## AIM OF THE TASK
Going line by line through the entries below, tally those that hold the string "hint". Give only the total.

Saved entries
..........
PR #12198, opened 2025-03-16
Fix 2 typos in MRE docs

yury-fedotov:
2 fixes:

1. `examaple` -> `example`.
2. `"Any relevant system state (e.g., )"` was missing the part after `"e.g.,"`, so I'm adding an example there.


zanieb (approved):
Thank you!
..........
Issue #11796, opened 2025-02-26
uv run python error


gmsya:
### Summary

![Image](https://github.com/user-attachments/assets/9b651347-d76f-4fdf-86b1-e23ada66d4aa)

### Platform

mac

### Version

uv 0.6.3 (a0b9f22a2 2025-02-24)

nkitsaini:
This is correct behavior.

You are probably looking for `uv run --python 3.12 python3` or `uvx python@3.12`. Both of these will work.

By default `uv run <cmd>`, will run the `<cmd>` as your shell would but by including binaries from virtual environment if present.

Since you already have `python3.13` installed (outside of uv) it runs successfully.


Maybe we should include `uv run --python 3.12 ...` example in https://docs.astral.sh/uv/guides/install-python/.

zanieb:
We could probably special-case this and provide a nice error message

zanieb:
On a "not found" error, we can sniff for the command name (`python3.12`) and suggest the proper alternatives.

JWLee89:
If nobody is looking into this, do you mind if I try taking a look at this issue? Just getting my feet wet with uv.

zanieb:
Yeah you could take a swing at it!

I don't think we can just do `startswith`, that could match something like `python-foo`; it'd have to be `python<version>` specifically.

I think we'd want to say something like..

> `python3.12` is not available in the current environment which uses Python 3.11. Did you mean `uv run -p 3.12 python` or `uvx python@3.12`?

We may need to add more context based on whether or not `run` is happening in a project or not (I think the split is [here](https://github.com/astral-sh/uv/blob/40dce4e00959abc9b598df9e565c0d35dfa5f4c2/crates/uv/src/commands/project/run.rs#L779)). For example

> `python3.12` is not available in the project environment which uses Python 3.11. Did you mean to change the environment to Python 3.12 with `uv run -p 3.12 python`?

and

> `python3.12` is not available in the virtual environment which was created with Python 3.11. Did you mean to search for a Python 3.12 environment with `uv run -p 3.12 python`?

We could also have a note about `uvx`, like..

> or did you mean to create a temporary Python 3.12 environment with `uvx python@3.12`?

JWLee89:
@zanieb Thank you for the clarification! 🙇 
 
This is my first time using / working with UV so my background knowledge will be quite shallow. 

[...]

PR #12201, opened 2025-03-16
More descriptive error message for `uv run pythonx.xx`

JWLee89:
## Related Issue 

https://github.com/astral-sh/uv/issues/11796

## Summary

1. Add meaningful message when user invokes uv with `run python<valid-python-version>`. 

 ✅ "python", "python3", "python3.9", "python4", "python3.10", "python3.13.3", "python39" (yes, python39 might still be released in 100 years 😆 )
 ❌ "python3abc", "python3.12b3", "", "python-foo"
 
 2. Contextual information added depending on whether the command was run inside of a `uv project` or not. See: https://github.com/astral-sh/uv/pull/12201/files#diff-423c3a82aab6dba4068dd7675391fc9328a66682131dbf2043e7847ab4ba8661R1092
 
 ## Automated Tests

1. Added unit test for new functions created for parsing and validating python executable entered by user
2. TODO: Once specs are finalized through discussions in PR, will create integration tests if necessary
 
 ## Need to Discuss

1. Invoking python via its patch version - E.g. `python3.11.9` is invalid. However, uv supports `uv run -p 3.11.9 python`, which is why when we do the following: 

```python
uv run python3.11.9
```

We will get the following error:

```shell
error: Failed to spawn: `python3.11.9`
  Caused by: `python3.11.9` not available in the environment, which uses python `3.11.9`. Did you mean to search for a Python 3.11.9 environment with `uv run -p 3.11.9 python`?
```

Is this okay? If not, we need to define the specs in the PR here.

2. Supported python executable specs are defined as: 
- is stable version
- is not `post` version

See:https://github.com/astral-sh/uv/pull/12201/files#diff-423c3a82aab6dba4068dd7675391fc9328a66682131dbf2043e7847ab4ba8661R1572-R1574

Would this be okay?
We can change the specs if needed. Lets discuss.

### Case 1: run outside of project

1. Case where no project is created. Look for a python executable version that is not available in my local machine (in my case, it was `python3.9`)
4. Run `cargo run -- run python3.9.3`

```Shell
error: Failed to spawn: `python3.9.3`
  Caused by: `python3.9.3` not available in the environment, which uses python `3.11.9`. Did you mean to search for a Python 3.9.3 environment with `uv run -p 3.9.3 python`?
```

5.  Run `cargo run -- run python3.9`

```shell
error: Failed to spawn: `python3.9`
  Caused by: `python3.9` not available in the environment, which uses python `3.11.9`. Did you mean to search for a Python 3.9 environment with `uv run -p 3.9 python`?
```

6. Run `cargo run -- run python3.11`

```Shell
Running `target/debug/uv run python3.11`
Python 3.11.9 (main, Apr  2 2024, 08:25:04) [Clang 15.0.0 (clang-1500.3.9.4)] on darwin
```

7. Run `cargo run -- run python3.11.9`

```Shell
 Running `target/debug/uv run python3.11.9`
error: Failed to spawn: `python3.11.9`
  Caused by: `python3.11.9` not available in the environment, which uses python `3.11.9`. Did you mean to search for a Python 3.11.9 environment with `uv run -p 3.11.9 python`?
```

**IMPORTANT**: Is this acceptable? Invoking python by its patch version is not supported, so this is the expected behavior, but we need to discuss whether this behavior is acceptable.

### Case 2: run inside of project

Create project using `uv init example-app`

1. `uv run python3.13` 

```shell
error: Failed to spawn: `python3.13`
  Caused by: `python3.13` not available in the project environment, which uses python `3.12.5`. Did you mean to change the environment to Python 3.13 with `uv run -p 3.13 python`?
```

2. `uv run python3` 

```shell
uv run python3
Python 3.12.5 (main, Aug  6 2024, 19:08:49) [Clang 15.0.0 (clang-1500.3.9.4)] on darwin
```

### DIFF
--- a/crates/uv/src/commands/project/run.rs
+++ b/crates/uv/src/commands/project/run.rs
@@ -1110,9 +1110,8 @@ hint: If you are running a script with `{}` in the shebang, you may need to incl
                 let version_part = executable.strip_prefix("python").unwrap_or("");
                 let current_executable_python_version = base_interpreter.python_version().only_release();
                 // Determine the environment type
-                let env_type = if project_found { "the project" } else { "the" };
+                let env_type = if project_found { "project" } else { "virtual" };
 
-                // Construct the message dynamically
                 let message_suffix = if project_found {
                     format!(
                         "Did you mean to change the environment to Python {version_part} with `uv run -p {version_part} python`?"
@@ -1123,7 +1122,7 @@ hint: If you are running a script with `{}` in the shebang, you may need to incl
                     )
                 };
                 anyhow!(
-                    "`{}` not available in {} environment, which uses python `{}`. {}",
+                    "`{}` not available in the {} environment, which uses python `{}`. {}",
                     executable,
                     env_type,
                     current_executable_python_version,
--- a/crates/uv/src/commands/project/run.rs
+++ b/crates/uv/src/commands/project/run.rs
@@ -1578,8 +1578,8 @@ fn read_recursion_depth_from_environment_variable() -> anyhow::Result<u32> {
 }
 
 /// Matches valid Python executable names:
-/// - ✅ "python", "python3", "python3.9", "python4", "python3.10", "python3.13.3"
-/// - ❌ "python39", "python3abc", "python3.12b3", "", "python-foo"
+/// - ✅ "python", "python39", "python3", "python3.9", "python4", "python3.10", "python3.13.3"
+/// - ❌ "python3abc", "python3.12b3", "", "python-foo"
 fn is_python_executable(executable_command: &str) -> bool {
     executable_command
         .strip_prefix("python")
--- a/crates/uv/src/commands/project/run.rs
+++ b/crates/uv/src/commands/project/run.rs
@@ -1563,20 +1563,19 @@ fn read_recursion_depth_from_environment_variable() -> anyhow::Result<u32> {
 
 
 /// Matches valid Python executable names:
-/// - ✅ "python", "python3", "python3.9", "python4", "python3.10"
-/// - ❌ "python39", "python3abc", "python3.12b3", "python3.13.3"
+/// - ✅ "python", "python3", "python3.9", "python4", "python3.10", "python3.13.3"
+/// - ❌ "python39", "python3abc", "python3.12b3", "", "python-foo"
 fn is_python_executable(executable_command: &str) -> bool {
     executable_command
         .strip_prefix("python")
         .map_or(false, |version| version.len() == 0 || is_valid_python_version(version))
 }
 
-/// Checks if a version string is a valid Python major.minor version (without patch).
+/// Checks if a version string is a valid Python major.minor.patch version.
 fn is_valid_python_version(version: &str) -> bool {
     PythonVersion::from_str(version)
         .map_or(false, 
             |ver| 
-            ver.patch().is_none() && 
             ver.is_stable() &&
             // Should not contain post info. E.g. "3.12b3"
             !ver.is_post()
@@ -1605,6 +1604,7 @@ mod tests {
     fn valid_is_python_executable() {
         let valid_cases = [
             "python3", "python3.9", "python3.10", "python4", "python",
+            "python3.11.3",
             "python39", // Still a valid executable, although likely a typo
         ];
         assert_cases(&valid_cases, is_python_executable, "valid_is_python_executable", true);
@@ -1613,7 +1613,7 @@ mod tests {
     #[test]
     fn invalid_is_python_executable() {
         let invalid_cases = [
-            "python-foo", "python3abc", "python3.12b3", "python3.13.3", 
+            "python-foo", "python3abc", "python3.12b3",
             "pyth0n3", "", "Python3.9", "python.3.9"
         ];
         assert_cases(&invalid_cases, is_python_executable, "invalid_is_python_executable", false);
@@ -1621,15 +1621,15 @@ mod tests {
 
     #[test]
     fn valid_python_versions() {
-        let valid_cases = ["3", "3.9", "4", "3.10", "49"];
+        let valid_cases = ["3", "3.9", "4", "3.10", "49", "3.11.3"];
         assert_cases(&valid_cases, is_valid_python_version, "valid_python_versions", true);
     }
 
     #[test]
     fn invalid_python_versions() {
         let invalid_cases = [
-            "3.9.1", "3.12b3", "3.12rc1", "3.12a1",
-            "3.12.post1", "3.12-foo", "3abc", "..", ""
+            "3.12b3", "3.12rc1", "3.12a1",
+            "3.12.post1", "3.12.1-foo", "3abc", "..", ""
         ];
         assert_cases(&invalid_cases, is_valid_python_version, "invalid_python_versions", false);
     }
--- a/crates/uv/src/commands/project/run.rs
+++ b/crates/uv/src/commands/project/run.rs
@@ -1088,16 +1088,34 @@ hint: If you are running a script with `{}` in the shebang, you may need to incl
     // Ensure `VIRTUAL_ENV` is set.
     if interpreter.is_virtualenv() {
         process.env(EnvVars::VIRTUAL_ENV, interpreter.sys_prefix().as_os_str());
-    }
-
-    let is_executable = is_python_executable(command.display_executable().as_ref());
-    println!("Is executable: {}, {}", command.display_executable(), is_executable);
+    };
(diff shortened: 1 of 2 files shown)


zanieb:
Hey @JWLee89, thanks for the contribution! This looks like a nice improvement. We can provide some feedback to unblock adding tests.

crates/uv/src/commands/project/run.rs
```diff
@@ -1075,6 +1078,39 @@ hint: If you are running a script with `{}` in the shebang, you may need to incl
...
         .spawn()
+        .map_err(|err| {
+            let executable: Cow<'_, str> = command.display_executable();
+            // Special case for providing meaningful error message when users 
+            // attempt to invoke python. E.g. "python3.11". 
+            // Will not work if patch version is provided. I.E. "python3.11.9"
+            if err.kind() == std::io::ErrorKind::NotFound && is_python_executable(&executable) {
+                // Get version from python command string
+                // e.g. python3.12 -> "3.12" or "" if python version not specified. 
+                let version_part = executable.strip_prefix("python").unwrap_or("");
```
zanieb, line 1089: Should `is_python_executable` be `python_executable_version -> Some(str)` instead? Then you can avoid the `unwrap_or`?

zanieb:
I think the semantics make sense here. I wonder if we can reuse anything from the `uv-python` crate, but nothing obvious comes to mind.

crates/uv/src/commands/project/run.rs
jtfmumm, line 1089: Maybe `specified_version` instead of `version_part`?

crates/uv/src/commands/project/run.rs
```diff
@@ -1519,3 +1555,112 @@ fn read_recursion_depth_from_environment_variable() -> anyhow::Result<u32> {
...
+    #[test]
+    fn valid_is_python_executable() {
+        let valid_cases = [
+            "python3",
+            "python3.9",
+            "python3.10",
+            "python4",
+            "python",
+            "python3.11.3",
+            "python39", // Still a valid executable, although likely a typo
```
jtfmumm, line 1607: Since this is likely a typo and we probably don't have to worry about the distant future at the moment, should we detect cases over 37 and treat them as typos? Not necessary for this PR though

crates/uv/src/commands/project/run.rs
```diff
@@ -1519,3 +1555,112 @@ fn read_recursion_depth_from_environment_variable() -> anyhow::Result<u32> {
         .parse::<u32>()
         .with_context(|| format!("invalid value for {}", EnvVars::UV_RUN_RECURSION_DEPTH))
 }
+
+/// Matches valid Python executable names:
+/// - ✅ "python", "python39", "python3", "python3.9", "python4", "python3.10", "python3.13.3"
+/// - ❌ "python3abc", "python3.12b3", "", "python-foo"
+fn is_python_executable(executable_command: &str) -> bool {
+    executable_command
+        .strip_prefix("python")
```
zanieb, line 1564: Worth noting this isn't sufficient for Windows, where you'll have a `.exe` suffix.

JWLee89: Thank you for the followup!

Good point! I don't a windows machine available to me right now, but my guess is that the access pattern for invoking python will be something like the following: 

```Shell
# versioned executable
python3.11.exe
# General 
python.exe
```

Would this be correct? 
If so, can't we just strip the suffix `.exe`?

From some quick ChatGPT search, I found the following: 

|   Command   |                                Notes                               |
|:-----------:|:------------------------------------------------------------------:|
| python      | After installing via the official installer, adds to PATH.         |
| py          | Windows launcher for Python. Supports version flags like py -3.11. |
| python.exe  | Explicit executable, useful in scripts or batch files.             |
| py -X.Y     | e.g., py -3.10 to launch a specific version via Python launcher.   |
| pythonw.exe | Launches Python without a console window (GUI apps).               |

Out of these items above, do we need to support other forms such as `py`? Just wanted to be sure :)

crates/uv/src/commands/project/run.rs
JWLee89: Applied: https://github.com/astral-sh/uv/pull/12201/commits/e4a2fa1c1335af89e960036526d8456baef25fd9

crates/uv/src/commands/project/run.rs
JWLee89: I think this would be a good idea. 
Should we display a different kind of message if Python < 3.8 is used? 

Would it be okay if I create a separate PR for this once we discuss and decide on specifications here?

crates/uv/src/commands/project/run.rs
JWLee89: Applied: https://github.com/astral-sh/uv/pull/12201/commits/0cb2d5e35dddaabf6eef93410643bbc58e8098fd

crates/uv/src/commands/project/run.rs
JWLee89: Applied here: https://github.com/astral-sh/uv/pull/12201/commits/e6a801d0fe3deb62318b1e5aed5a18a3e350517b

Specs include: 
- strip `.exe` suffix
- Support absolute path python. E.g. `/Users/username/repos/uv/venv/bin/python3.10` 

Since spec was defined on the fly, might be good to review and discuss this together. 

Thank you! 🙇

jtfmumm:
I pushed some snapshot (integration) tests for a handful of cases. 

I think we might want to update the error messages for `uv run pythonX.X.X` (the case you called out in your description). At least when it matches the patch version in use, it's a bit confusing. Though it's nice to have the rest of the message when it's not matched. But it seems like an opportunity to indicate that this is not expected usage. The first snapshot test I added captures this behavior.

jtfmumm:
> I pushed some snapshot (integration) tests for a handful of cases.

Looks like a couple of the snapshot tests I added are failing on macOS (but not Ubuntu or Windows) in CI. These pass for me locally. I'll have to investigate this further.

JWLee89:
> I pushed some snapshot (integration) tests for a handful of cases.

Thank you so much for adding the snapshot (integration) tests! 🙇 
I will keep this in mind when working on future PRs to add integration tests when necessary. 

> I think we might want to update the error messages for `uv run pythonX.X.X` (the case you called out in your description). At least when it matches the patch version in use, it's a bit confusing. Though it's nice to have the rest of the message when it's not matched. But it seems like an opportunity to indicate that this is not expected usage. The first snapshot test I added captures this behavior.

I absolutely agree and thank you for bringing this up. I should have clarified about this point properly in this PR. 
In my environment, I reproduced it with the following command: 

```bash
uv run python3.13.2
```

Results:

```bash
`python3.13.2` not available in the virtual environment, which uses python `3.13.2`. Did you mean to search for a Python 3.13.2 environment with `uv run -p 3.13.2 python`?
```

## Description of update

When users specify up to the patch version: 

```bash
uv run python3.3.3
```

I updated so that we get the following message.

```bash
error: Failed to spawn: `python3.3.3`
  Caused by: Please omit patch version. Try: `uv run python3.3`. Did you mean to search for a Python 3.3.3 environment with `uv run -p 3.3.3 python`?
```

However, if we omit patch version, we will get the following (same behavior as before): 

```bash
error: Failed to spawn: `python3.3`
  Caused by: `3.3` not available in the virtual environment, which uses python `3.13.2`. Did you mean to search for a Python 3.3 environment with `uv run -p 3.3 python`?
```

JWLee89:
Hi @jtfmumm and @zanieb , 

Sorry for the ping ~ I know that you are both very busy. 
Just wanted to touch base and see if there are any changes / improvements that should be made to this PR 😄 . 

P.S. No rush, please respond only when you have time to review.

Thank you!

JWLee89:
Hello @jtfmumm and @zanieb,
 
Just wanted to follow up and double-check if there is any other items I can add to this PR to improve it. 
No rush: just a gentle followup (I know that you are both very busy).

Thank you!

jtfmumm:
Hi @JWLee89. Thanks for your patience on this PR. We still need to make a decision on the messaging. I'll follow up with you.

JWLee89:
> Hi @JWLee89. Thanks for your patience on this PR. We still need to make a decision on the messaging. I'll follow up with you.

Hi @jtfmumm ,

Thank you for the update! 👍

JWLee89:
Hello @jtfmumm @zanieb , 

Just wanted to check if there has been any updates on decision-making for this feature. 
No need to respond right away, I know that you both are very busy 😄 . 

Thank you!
..........
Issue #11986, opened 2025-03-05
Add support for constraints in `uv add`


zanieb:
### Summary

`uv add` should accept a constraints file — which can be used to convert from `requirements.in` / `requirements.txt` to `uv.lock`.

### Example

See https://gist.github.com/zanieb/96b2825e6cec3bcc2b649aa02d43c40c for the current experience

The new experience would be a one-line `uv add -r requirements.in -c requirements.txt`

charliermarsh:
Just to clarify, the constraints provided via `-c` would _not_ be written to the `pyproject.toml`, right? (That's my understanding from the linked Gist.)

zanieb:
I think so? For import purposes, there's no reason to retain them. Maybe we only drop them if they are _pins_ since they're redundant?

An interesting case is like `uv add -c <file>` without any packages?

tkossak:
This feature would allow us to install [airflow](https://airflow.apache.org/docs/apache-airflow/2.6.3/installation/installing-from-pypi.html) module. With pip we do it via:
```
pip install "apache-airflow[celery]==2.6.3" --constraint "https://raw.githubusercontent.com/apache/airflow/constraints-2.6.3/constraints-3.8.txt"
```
..........
## SOLUTION TO THE PROBLEM
4